# Trolling motor/battery issue



## ol sarge (Jul 9, 2012)

I have a 12 volt 55 lbs thrust Minn Koat Traxxis that I use on my 14 foot smoker craft.(no outboard) I power it with a group 27 battery that I have running through a Minn Kota trolling motor power center. The issue is that my power has continually gone done each of the last few times I have had the boat out. First time, the boat flew like a rocket. Now it just barely crawls. I rarely fish for more than 2-3 hours at a time and I put the battery on the charger when I get home. Well the last time I had to charge the battery for about 12 hours to get the power center to read full charge. I verified this reading with the test button on the TM. Yesterday I took the boat out and straight off the ramp it was slow. Not even enough power to get through a few lily pads. The test button on the power center showed a dead battery and the test button on the motor showed 1/3 of a charge. (Which one do you believe?)I am leaning towards the battery as the problem here as the TM is brand new and I bought the battery at Walmart in March with a manufacture date of February 2012.
What is the best way to proceed? Do I just take the battery back and exchange it for a new one (pro rated of course), have Walmart test the battery? If the battery shows it is holding a charge, do I suspect the TM power center or the motor. Any assistance would be greatly appreciated.


----------



## Palmer812 (Jul 9, 2012)

Def sounds like a bad battery. If Wal-Mart has a way to check it I would go there or any auto parts store. They will do it for free. We have a tester where I work that tells if it is good or bad and also percentage of charge.


----------



## Bugpac (Jul 9, 2012)

1/3 charge likely is dead, as the power center is showing, try to recharge, take it back to walmart, it is not uncommon to have bad everstart batteries, Upgrade to the 99.00 one, it has free 2 yr replacement, no pro rate.


----------



## ol sarge (Jul 9, 2012)

Thanks for the quick replies. I am going to swing by auto zone tonight after work and have it tested. Once the battery goes the first time, I am always leary of it failing again and leaving me stranded. Kinda takes the fun out of fishing.


----------



## krawler (Jul 10, 2012)

It's possible that the battery just went bad, but most likely it's the battery charger. It could be under charging or over charging. Nothing kills a battery faster than a bad battery charger. Check the fluid level in the battery, if it's low, it's over charging.


----------



## redbug (Jul 10, 2012)

krawler said:


> It's possible that the battery just went bad, but most likely it's the battery charger. It could be under charging or over charging. Nothing kills a battery faster than a bad battery charger. Check the fluid level in the battery, if it's low, it's over charging.

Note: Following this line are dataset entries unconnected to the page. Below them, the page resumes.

Issue #75, opened 2022-03-19
A question about defining a new component


kaige-web:
Hi! I'm trying to do some calculations about drugs using clapeyron.jl. I referred to the information in the user guide (using your own parameters). I have written:
model = PCSAFT(["griseofulvin","water"];userlocations=["C:/Users/GK/Desktop/Clapeyron.jl-master/PCSAFT_like.csv","C:/Users/GK/Desktop/Clapeyron.jl-master/PCSAFT_unlike.csv","C:/Users/GK/Desktop/Clapeyron.jl-master/PCSAFT_assoc.csv"])
T = 310.15
p = 1.01325e5
n10 = 0.001
n20 = 1
θ=[0.2 0.8]
x11=[n10*θ[1]/(n10*θ[1]+n20*θ[2])]
X1 = Clapeyron.FractionVector.(x11)
γ1=activity_coefficient.(model,p,T,X1)
![微信截图_20220319164149](https://user-images.githubusercontent.com/58410051/159114225-10b4f165-0f63-408e-86b4-bb5543f4705a.png)
![image](https://user-images.githubusercontent.com/58410051/159114278-7b809c2f-17bf-444d-9046-e766a2484ff3.png)
![image](https://user-images.githubusercontent.com/58410051/159114292-0d1dc1d8-f645-4894-bbdf-6c59e2bbf1ee.png)

However, when I calculated the activity coefficient of griseofulvin in water, the results were wrong. 
The activity coefficient of griseofulvin, 2.7570242281983007e-7, The activity coefficient of water 0.9999879858361557

In fact, the correct result should be 47384.9 for  griseofulvin and 1.04428e+10 for water.

I feel like I have a problem defining new parameters.  Could you provide an example of defining a new component?

pw0908:
Hi there; I'm currently away from my laptop and either Andrés or Paul may be able to check the code for you. But, just looking at your set up, you seem to have done everything correctly.

Thinking about the thermodynamics though, I'm a bit confused about the magnitude of the experimental data points? Water is almost pure in this system, thus, the activity coefficient should approach 1. Similarly, the interactions between water and griseofulvin are favourable so the activity coefficient should be less than 1. 

Did you mean to calculate the fugacity coefficient? Or perhaps did the experimentalist use another definition for the activity coefficients?

With regards to temperature dependent k parameters, you are correct; this has been a very long-standing problem in Clapeyron and we're trying to address it now that we are trying to implement parameter estimation.

[...]

PR #77, opened 2022-03-27
pharmaPCSAFT and combining rules

longemen3000:
this PR adds a new EoS and a new feature.
- `pharmaPCSAFT`: a PCSAFT variant, with temperature-dependent kij and and special handling for water if passed as `"water08"`.
- Combining rules for association: `AssocOptions` has a new keyword: `combining`, with options `sparse_nocombining` (default for all SAFT/CPA), `dense_nocombining` and `elliott` (default for `pharmaPCSAFT`).

addresses #75


longemen3000:
@pw0908 is the name ok?

longemen3000:
there was an error when calling for the temperature dependent sigma of water so the better results are just the work of the new combining rules

pw0908:
Looking at the code, it seems Delta assoc is using the wrong kappa? There shouldn't be a sigma in there. The units of kappa in pharmaPCSAFT are in angstrom

pw0908:
Ignore that, I realise the reason we can't replicate the activity is most-likely related to the association combining rules; Im good to merge for now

 definitely check the water level in the battery what kind of charger do you have i would suggest that you get a smart charger if you dont have one an on board charger would be great. 
one last thing if a trolling motor was my only power option i would never leave the dock with only one battery.. but that is me.
and if the battery was manufactured in Feb walmart may replace it for free since it is less than 5 months old
good luck


----------



## ol sarge (Jul 10, 2012)

I took the battery to Walmart and they put it on a tester and it was fine. Just needed a charge. Could it be that maybe I am not leaving it on the charger long enough? I usually put it on the charger for a few hours until it says charged on the charger but now I am thinking that maybe I need to leave it on there longer. I have a charger/maintainer that is designed to float once the charge is reached. Should I just leave it plugged in when it is not in the boat?


----------



## DaveInGA (Jul 10, 2012)

Sounds like you have a bad charger. Check the voltage across the charger when charging with a voltmeter.


----------



## New River Rat (Jul 10, 2012)

DaveInGA said:


> Sounds like you have a bad charger. Check the voltage across the charger when charging with a voltmeter.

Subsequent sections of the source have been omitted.